In fact, we can already see evidence that Google has caught on and is penalizing the AI-generated pages that were bragging about "stealing" traffic:

[Traffic graph showing steep drop after publishing LinkedIn post]

Aleyda Solis, a renowned international SEO consultant, summed up the fleeting nature of this AI-gaming approach on LinkedIn:

"Blackhat will be able to scale much more using AI, but it will also become much more detectable by Google, faster. Both sides scale but Google will still win at the end with their ML systems + quality raters + engagement signals feedback loop."

The Right Way to Leverage AI for SEO

All this isn‘t to say that AI tools have no place in an SEO strategy. When used ethically and with human oversight, AI can help scale and streamline parts of the content creation process without sacrificing quality.

Some legitimate ways to leverage AI for SEO include:

  • Keyword research: Use AI to analyze search data and identify content gaps and opportunities, then have human experts assess the findings and prioritize topics.
  • Content outlining: Generate blog post outlines or briefs with AI to help guide writers and ensure SEO elements are addressed, but let humans do the actual writing and editing.
  • Meta tag optimization: Have AI suggest title tags and meta descriptions at scale, then have an SEO editor review, refine, and implement them.
  • Content optimization: Employ AI-powered tools like Clearscope, MarketMuse, or Surfer SEO to ensure human-written content is well-optimized for relevant keywords and entities.
  • Fact-checking and plagiarism detection: Run AI-generated content through tools like Grammarly or Copyscape to catch potential errors or accidental duplication before publishing.

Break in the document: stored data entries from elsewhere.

PR #4605, opened 2024-10-08
feat: Add support for *args to AliasMap

matts1:
This is required in order to support command aliases as functions, because they will require the following to be supported:
```toml
'upload()' = ["upload", "@"]
'upload(r)' = [["fix", "$r"], ["git", "push", "--change", "$r"]]
```

Here, `jj upload` would need to map to the first, `jj upload foo` would need to map to the second, and `jj upload foo --bar` would also need to map to the second.

# Checklist

If applicable:

### DIFF
--- a/lib/src/dsl_util.rs
+++ b/lib/src/dsl_util.rs
@@ -458,14 +458,18 @@ impl<P, V> AliasesMap<P, V> {
                 self.symbol_aliases.insert(name, defn.into());
             }
             AliasDeclaration::Function(name, params) => {
-                let overloads = self.function_aliases.entry(name).or_default();
-                match overloads.binary_search_by_key(&params.len(), |(params, _)| params.len()) {
-                    Ok(i) => overloads[i] = (params, defn.into()),
-                    Err(i) => overloads.insert(i, (params, defn.into())),
-                }
+                self.insert_function(name, params, defn.into());
             }
         }
         Ok(())
+    }
+
+    fn insert_function(&mut self, name: String, params: Vec<String>, defn: V) {
+        let overloads = self.function_aliases.entry(name).or_default();
+        match overloads.binary_search_by_key(&params.len(), |(params, _)| params.len()) {
+            Ok(i) => overloads[i] = (params, defn),
+            Err(i) => overloads.insert(i, (params, defn)),
+        }
     }
 
     /// Iterates symbol names in arbitrary order.
@@ -490,6 +494,18 @@ impl<P, V> AliasesMap<P, V> {
     pub fn get_function(&self, name: &str, arity: usize) -> Option<(AliasId<'_>, &[String], &V)> {
         let overloads = self.get_function_overloads(name)?;
         overloads.find_by_arity(arity)
+    }
+
+    /// Looks up a function alias by name and arity, assuming that the function
+    /// can take extra parameters (eg. *args in python).
+    /// Returns identifier, list of parameter names, and definition text.
+    pub fn get_function_with_leftovers(
+        &self,
+        name: &str,
+        arity: usize,
+    ) -> Option<(AliasId<'_>, &[String], &V)> {
+        let overloads = self.get_function_overloads(name)?;
+        overloads.find_by_arity_with_leftovers(arity)
     }
 
     /// Looks up function aliases by name.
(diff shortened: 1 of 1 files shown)


yuja:
> This is required in order to support command aliases as functions, because they will require the following to be supported:
> 
> ```toml
> 'upload()' = ["upload", "@"]
> 'upload(r)' = [["fix", "$r"], ["git", "push", "--change", "$r"]]
> ```
> 
> Here, `jj upload` would need to map to the first, `jj upload foo` would need to map to the second, and `jj upload foo --bar` would also need to map to the second.

These examples don't look like `*args`. (If they were, `upload(*args)` should conflict with `upload(r, *args)`.)

Perhaps, we'll need a public API to get `AliasFunctionOverloads`?

```rust
let overloads = map.get_function_overloads("upload")?;
// for `jj upload foo --bar`, max_parameters = ["foo"].len()
// XXX should we pick upload/1 for `jj upload foo bar`?? It might be rather confusing.
let arity = max(overloads.max_arity(), max_parameters);
// If there were upload/0, /1, /3, and max_parameters is 2, I think it's better
// to error out (as ambiguous alias definitions) than falling back to upload/1.
let function = overloads.find_by_arity(arity)?;
```

yuja:
> ```toml
> 'upload()' = ["upload", "@"]
> 'upload(r)' = [["fix", "$r"], ["git", "push", "--change", "$r"]]
> ```
> 
> Here, `jj upload` would need to map to the first, `jj upload foo` would need to map to the second, and `jj upload foo --bar` would also need to map to the second.

Oh, but `jj upload foo --bar` will have to be rewritten to `[["fix", "foo"], ["git", "push", "--change", "foo", "--bar"]]`? Then, we'll need an explicit `*args` syntax to specify which command list to copy the remainder arguments to, and only one of the overloads should have `*args`.

PhilipMetzger:
just a minor nit from my side, "feature" is not a known topic, it could be `dsl_util:` or `aliases:`.

matts1:
> Oh, but `jj upload foo --bar` will have to be rewritten to `[["fix", "foo"], ["git", "push", "--change", "foo", "--bar"]]`? Then, we'll need an explicit `*args` syntax to specify which command list to copy the remainder arguments to, and only one of the overloads should have `*args`.

My original intention was that every overload would have an implicit *args, so given, and:
```
'upload()' = ["upload", "@"]
'upload(r, blah)' = [["fix", "$r"], ["git", "push", "--change", "$r", "$blah", "$args"]]
```

```
upload() ==> upload/0(args=[])
upload(first) ==> upload/0(args=[first])
upload(first, second) ==> upload/2(first, second, args=[])
upload(first, second, third) ==> upload/2(first, second, args=[third])
```

My logic was going to be:
* If the overload goes to a single command, add an implicit `$args` at the end if it doesn't exist
* If the overload goes to multiple commands, `$args` was non-empty, and none of the commands ended with `$args`, then error out.

Your proposal does work as well, I mostly wanted to avoid the `*args` in the interest of slimming down the syntax. However, if we're ok with it, then I can implement it in the following way:
```
'upload()' = ["upload", "@"]
'upload(r, *args)' = [["fix", "$r"], ["git", "push", "--change", "$r" "$args"]]
```

This would generate an `upload/0` and an `upload/1+`.

yuja:
> My original intention was that every overload would have an implicit `*args` and we perform a longest prefix match, so given, and:
> 
> ```
> 'upload()' = ["upload", "@"]
> 'upload(r, blah)' = [["fix", "$r"], ["git", "push", "--change", "$r", "$blah", "$args"]]
> ```
> 
> ```
> upload() ==> upload/0(args=[])
> upload(first) ==> upload/0(args=[first])
> upload(first, second) ==> upload/2(first, second, args=[])
> upload(first, second, third) ==> upload/2(first, second, args=[third])
> ```

My feeling is that choosing a prefix match would lead to random unexpected result. I would rather want to see an error if overloads set is somewhat inconsistent.

BTW, the example above has recursion? `upload/0` -> (`upload/1` ->) `upload/0`
(`["upload"]` might be substituted to `["upload", "@", "@"]`, but I'm not sure.)

> Your proposal does work as well, I mostly wanted to avoid the `*args` in the interest of slimming down the syntax since concern was expressed over making the DSL more complex. However, if we're ok with it, then I can implement it in the following way:
> 
> ```
> 'upload()' = ["upload", "@"]
> 'upload(r, *args)' = [["fix", "$r"], ["git", "push", "--change", "$r" "$args"]]
> ```
> 
> This would generate an `upload/0` and an `upload/1+`.

I don't have a strong feeling about whether `*args` can be implicit or not, but if it can, I would add it only to the function having the maximum arity.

The key is to have knowledgeable humans involved at every step to provide quality control and direction. AI should assist and augment human expertise, not replace it completely.

When you keep people at the center and prioritize original ideas and analysis, AI can be a powerful tool for improving your content‘s quality, relevance, and SEO performance.

The Future of AI and SEO: Human-Centric Content Is King

As AI content generation tools become more sophisticated and accessible, it‘s clear that they will play a growing role in SEO and digital marketing.

Google itself is leaning heavily into AI, with language models like MUM and LaMDA powering more intelligent and intuitive search features.

And from an SEO practitioner‘s perspective, AI will undoubtedly become a go-to solution for tasks like keyword research, content optimization, and even technical elements like schema markup and internal linking.

However, what‘s equally clear is that Google is committed to rewarding content that puts humans first. Their entire business model relies on serving search results that people find genuinely useful and trustworthy.

No matter how well AI tools can optimize for keywords and engagement signals, they will always struggle to replicate the depth of knowledge, original ideas, and authentic experiences that only humans can provide.

As Google‘s search algorithms continue to evolve, they will only get better at detecting and devaluing mass-produced AI content that skimps on quality in favor of scale.

So while AI should certainly be part of any forward-thinking SEO professional‘s toolkit, it must be balanced with a steadfast commitment to creating people-first, high-E-E-A-T content.

Those who view AI as an "SEO heist" shortcut will inevitably face the consequences as Google cracks down. But those who leverage AI ethically and strategically to enhance their human-led content will be well-positioned to succeed in the future of search.